--- Problem details ---
Send back the entries exactly as they were given.
[Excerpted records — start]
PR #119, opened 2016-09-29
Fix for #110 - Save works with a blank title on the work item's detailed view page

### LINKED ISSUE #110: Bug - Save works with a blank title on the work item's detailed view page
1. View the details of a work item
2. Clear the title
3. Save
4. Work item gets saved without a title

Proposed fix - save gets disabled if work item title is blank.

nimishamukherjee:
Fix #110.
Previous behaviour - User could click on Save after clearing the title.
Updated behaviour - If the title is cleared:
- Save gets disabled
- An error message is displayed below the Title text field.

### DIFF
--- a/src/app/work-item/work-item-detail/work-item-detail.component.html
+++ b/src/app/work-item/work-item-detail/work-item-detail.component.html
@@ -10,10 +10,12 @@
         {{workItem.id}}
       </div>
     </div>
-    <div class="form-group">
+    <div class="form-group" [ngClass]="{'has-error': !workItem.fields['system.title']}">
       <label class="col-sm-1 control-label" for="wi-detail-title">Title</label>
       <div class="col-sm-5">
         <input type="text" [(ngModel)]="workItem.fields['system.title']" id="wi-detail-title" placeholder="Title (mandatory)" required class="form-control">
+        <span *ngIf="!workItem.fields['system.title']" class="help-block">Title is mandatory.</span>
+
       </div>
     </div>
     <div class="form-group">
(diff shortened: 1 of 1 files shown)


src/app/work-item/work-item-detail/work-item-detail.component.html
```diff
@@ -10,10 +10,12 @@
         {{workItem.id}}
       </div>
     </div>
-    <div class="form-group">
+    <div class="form-group" [ngClass]="{'has-error': !workItem.fields['system.title']}">
       <label class="col-sm-1 control-label" for="wi-detail-title">Title</label>
       <div class="col-sm-5">
         <input type="text" [(ngModel)]="workItem.fields['system.title']" id="wi-detail-title" placeholder="Title (mandatory)" required class="form-control">
+        <span *ngIf="!workItem.fields['system.title']" class="help-block">Title is mandatory.</span>
```
sanbornsen: Validation should not be added like this. We should probably have directive for validation containing all different types of validation logic and messages.

nimishamukherjee: We need to move to Angular Forms for a comprehensive form solution which would include validations.

sanbornsen: Can we do that on this one? Or, is it a future planning?

ppitonak:
Where can I find test for this?

nimishamukherjee:
@ppitonak test cases under https://github.com/almighty/almighty-ui/pull/133 - Save should be disabled if work item's title has only whitespace

src/app/work-item/work-item-detail/work-item-detail.component.html
joshuawilson: I think we can make it as 2 new task items. @nimishamukherjee can you write them up?

@sanbornsen are you good with this answer? or do still have concerns about this code?

sanbornsen: I am good. We can do that.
[Excerpted records — finish]
--- Solution to this task ---
PR #119, opened 2016-09-29
Fix for #110 - Save works with a blank title on the work item's detailed view page

### LINKED ISSUE #110: Bug - Save works with a blank title on the work item's detailed view page
1. View the details of a work item
2. Clear the title
3. Save
4. Work item gets saved without a title

Proposed fix - save gets disabled if work item title is blank.

nimishamukherjee:
Fix #110.
Previous behaviour - User could click on Save after clearing the title.
Updated behaviour - If the title is cleared:
- Save gets disabled
- An error message is displayed below the Title text field.

### DIFF
--- a/src/app/work-item/work-item-detail/work-item-detail.component.html
+++ b/src/app/work-item/work-item-detail/work-item-detail.component.html
@@ -10,10 +10,12 @@
         {{workItem.id}}
       </div>
     </div>
-    <div class="form-group">
+    <div class="form-group" [ngClass]="{'has-error': !workItem.fields['system.title']}">
       <label class="col-sm-1 control-label" for="wi-detail-title">Title</label>
       <div class="col-sm-5">
         <input type="text" [(ngModel)]="workItem.fields['system.title']" id="wi-detail-title" placeholder="Title (mandatory)" required class="form-control">
+        <span *ngIf="!workItem.fields['system.title']" class="help-block">Title is mandatory.</span>
+
       </div>
     </div>
     <div class="form-group">
(diff shortened: 1 of 1 files shown)


src/app/work-item/work-item-detail/work-item-detail.component.html
```diff
@@ -10,10 +10,12 @@
         {{workItem.id}}
       </div>
     </div>
-    <div class="form-group">
+    <div class="form-group" [ngClass]="{'has-error': !workItem.fields['system.title']}">
       <label class="col-sm-1 control-label" for="wi-detail-title">Title</label>
       <div class="col-sm-5">
         <input type="text" [(ngModel)]="workItem.fields['system.title']" id="wi-detail-title" placeholder="Title (mandatory)" required class="form-control">
+        <span *ngIf="!workItem.fields['system.title']" class="help-block">Title is mandatory.</span>
```
sanbornsen: Validation should not be added like this. We should probably have directive for validation containing all different types of validation logic and messages.

nimishamukherjee: We need to move to Angular Forms for a comprehensive form solution which would include validations.

sanbornsen: Can we do that on this one? Or, is it a future planning?

ppitonak:
Where can I find test for this?

nimishamukherjee:
@ppitonak test cases under https://github.com/almighty/almighty-ui/pull/133 - Save should be disabled if work item's title has only whitespace

src/app/work-item/work-item-detail/work-item-detail.component.html
joshuawilson: I think we can make it as 2 new task items. @nimishamukherjee can you write them up?

@sanbornsen are you good with this answer? or do still have concerns about this code?

sanbornsen: I am good. We can do that.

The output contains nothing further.